大西洋のクルーズ船でハンタウイルス集団感染、オランダ人2名含む3名が死亡
船はカーボベルデ沖に停泊中、乗組員の上陸も拒否される
大西洋を航行中のオランダのクルーズ船「m/v Hondius」で、ハンタウイルスへの感染が疑われる集団感染が発生した。オランダ外務省の報道官によれば、死者はオランダ人2名を含む少なくとも3名にのぼる。さらに3名が発症しており、世界保健機関(WHO)はすべての事例がハンタウイルス感染によるものとみている。
相次ぐ死者、感染の経緯
最初に症状を示したのは70歳のオランダ人男性で、船内で死亡したとされる。その遺体は大西洋南部に位置するイギリス領の島、セントヘレナで下船したと南アフリカの当局者がAFP通信に語っている。ただし、オランダ外務省はこの点を公式に確認していない。もう一人のオランダ人犠牲者は69歳の女性で、ヨハネスブルグの病院に搬送されたのちに死亡した。3人目の犠牲者についての情報は明らかにされていない。
発症した3名のうち、69歳のイギリス人男性はヨハネスブルグの集中治療室(ICU)に搬送され、ハンタウイルス感染が実際に確認された。残る2名は船を運航するOceanwide Expeditionsの乗組員で、依然として船内にあり、「緊急の医療処置が必要な状態」だと同社は説明している。
カーボベルデ沖で立往生、外交的な膠着も
m/v Hondiusは3月20日にアルゼンチンのウシュアイアを出港し、46日間の大西洋周遊の行程にあった。船には最大170名の乗客のほか、乗組員58名、ガイド13名が乗船できる。外務省によれば、少なくとも10名のオランダ人が乗船していた。
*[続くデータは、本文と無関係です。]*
PR #3779, opened 2022-11-28
Add tips about finding an instance, and docker_management locks.

KludgeKML:
Add some tips about how to find an instance in AWS, plus reasons you might want to find on and why rebooting docker_management might clear unattended reboot locks.

https://gds.slack.com/archives/CAB4Q3QBW/p1668428029358079

### DIFF
--- a/source/manual/find-an-instance-in-aws.html.md
+++ b/source/manual/find-an-instance-in-aws.html.md
@@ -1,0 +1,19 @@
+---
+owner_slack: "#govuk-2ndline-tech"
+title: Identify an EC2 instance in AWS
+section: 2nd line
+layout: manual_layout
+parent: "/manual.html"
+---
+
+Sometimes you may have references (in logs or in a [locksmith log file](/manual/alerts/rebooting-machines.html#checking-locking-status)) to an EC2 instance by its internal name (for example ip-10-13-4-254.eu-west-1.compute.internal), and need to work out what it is.
+
+The numbers after IP are the internal IP address in AWS, which will allow you to narrow down where it should be:
+
+1. You can tell which environment it's in by looking at the first two octets of the IP (because we use /16s for environments) - production uses 10.13.0.0/16
+2. You can tell which subnet it's in by the first three octets of it's IP address. 10.13.4.0/24 is govuk_private_a. You can find details for the subnets in all enviroments by looking in [govuk-aws-data](https://github.com/alphagov/govuk-aws-data/tree/main/data/infra-networking).
+3. Not everything that gets a private IP address is an Ec2 instance - things like NAT gateways and RDS instances get them too (although RDS instances have their own subnet, so they won't be in `govuk_private_{a,b,c}`)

現在、船はカーボベルデの首都プライア沖に停泊中だ。カーボベルデ当局は感染した乗組員2名の上陸を認めていないが、現地の保健当局者が船内に立ち入り検査を行ったという。オランダ政府は、感染した乗組員をオランダへ移送するための支援に取り組む方針を表明している。乗客に対しては、船室内にとどまり他者との接触を最小限にするよう指示が出ている。
オランダ在住者にとっての留意点
ハンタウイルスは主にげっ歯類の排せつ物などを介して感染し、人から人への感染は通常確認されていない。ただし、今回のように閉鎖空間での集団発症という異例の状況であることから、WHOも原因究明を進めている。乗船者の中にはオランダ在住者も含まれており、帰国後の健康状態の確認を含め、当局の対応が注目される。同様の探検型クルーズを検討している人にとっても、今後の調査結果は判断材料となりそうだ。